Records excerpted from a collection:
PR #1313, opened 2025-07-07
[Build] Trigger CI on push to `main`

riedgar-ms:
Trigger three of the CI builds (Credentials, Doc, Notebooks) on pushes to `main`. These are builds which would be in the gate but for the fact that they access secrets, and breakages need to be caught quickly.

### DIFF
--- a/.github/workflows/ci_credentials.yml
+++ b/.github/workflows/ci_credentials.yml
@@ -6,6 +6,9 @@ permissions:
 
 
 on:
+  push:
+    branches:
+      - main
   workflow_dispatch:
     inputs:
       commit_id:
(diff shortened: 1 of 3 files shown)


hudson-ai (approved):
LGTM. I'm open to also running the Linux CI too but feel free to exclude if that's too resource intensive.

riedgar-ms:
> LGTM. I'm open to also running the Linux CI too but feel free to exclude if that's too resource intensive.

Unless there's a model in there which is a 'Must work but too much for gate' I'm inclined to see that as too resource intensive.

nopdive (approved):
LGTM.

PR #1314, opened 2025-07-07
[Models] Deal with break in OpenAI

riedgar-ms:
The logic around calling the OpenAI client with `top_logprobs` was breaking. Apparently, the complete absence of an argument is different from an argument be present but set to None.


hudson-ai (approved):
Looks good, thank you!

PR #1315, opened 2025-07-07
Updates to render top_k properly in widgets.

nopdive:
Used to render as byte64, also now including selected token.


testonlyinprod:
Expedited to main. Figuring out CodeQL.

PR #130, opened 2016-10-27
129 - additional properties is false by default; raises exception if …

dedominicisfa:
# …unspecified property is marshalled


macisamuele:
Closing this as really old and with little to none context provided on why this change should be done

PR #135, opened 2016-12-13
Some changes which enabled me to use the PagerDuty swagger

jakedt:


advance512:
This is a great contribution, but unfortunately the build fails and tests are missing, decreasing coverage.

@jakedt, would you mind adding proper tests so this can be merged in? It is highly useful.

This is referenced in issue #7.

sjaensch:
@jakedt thanks for your contribution! Would you be able to add a few tests that verify the new behavior? Ignore the py26 test failure for now, I think we'll remove Python 2.6 support real soon now.

PR #138, opened 2016-12-17
Build origin file URIs correctly in Windows

jlumpe:
Several tests were failing in Windows because they built file URIs like so:

    from six.moves.urllib import parse as urlparse
    origin_url = urlparse.urljoin('file:', abs_path_to_spec)

This works for POSIX-style paths but produces invalid URIs for Windows, leading to `jsonschema.validators.RefResolver` being unable to find references relative to a file path. The solution is to use the `urllib.request.pathname2url` method on the absolute path before joining it with the `file://` scheme.

Since using a file for the `origin_url` argument to `Spec` is very common, I added an alternative `origin_file` argument that constructs the correct `origin_url` for you.

Note that I have changed the signature of `Spec.from_dict`, it now takes a single `spec_dict` argument and all keyword arguments are simply passed along to `Spec.__init__`.  This makes it less fragile but could be a breaking change for anyone relying on `origin_url` being the second positional argument, for example.


bravado_core/spec.py
```diff
@@ -55,24 +56,52 @@
...
+                 http_client=None, config=None):
         self.spec_dict = spec_dict
-        self.origin_url = origin_url
         self.http_client = http_client
         self.api_url = None
         self.config = dict(CONFIG_DEFAULTS, **(config or {}))
 
+        if origin_url is not None:
+            if origin_file is not None:
+                raise TypeError(
```
laucia: Could you please add a test for this error?

jlumpe: Done!

jlumpe:
Added one additional test for passing both `origin_url` and `origin_file` to `Spec.from_dict`. Also allowed `origin_file` to be relative and just call `os.path.abspath` on it.

kamalgill:
Ran into this issue testing a swagger spec on Windows using pyramid_swagger.  Any chance we could resolve the merge conflicts to move this along?

Issue #133, opened 2016-12-01
date-time to_wire doesn't validate against rfc3339


asottile:
https://github.com/Yelp/bravado-core/blob/24461141a308eeca4f997b48b4c4deacaef8c12a/bravado_core/formatter.py#L114

```python
>>> strict_rfc3339.validate_rfc3339(datetime.datetime.utcnow().isoformat())
False
```

The "simplest" fix is to do `.isoformat() + 'Z'`, but either way it's impossible to have correct timezone information with just a `datetime` value

asottile:
If dependencies are correctly honored (through `jsonschema[format]`) it makes it impossible to round trip these values

macisamuele:
A valid RFC 3339 format needs to have the timezone information. The timezone could be provided by hour offset (``-08:00`` in case of PST time) or by a letter (such as ``Z`` for ``UTC``).

To have the correct behaviour is important to have a localized datetime object (ie. ``pytz.timezone('Los_Angeles').localize(<näive datetime object>)``).
```python
maci $ ipython
Python 2.7.12 (default, Oct 11 2016, 05:20:59)
Type "copyright", "credits" or "license" for more information.

IPython 5.1.0 -- An enhanced Interactive Python.
?         -> Introduction and overview of IPython's features.
%quickref -> Quick reference.
help      -> Python's own help system.
object?   -> Details about 'object', use 'object??' for extra details.

In [1]: import strict_rfc3339

In [2]: import datetime

In [3]: import pytz

In [4]: strict_rfc3339.validate_rfc3339(datetime.datetime.now().isoformat())
Out[4]: False

In [5]: strict_rfc3339.validate_rfc3339(pytz.utc.localize(datetime.datetime.now()).isoformat())
Out[5]: True
```

PR #140, opened 2016-12-19
date-time formatter to-wire defaults to UTC timezone

macisamuele:
As highlighted on #133 ``date-time`` to-wire function generates invalid result in case of näive datetime objects.
To workaround this issue I'm defaulting the datetime timezone to UTC (in case it is not present).

### DIFF
--- a/requirements-dev.txt
+++ b/requirements-dev.txt
@@ -2,3 +2,4 @@
 mock<1.1.0
 pre-commit
 pytest
+pytz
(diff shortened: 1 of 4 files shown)


macisamuele:
@laucia thanks a lot for the fast review!

requirements-dev.txt
```diff
@@ -2,3 +2,4 @@
 mock<1.1.0
 pre-commit
 pytest
+pytz
```
laucia: this is in setup.py too

macisamuele: @asottile++ I simply forgot to remove it! thanks for the fix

Task to carry out: Word for word, copy the line containing "To workaround this" and each line after it to the end of the records, and nothing besides.

Written answer:
To workaround this issue I'm defaulting the datetime timezone to UTC (in case it is not present).

### DIFF
--- a/requirements-dev.txt
+++ b/requirements-dev.txt
@@ -2,3 +2,4 @@
 mock<1.1.0
 pre-commit
 pytest
+pytz
(diff shortened: 1 of 4 files shown)


macisamuele:
@laucia thanks a lot for the fast review!

requirements-dev.txt
```diff
@@ -2,3 +2,4 @@
 mock<1.1.0
 pre-commit
 pytest
+pytz
```
laucia: this is in setup.py too

macisamuele: @asottile++ I simply forgot to remove it! thanks for the fix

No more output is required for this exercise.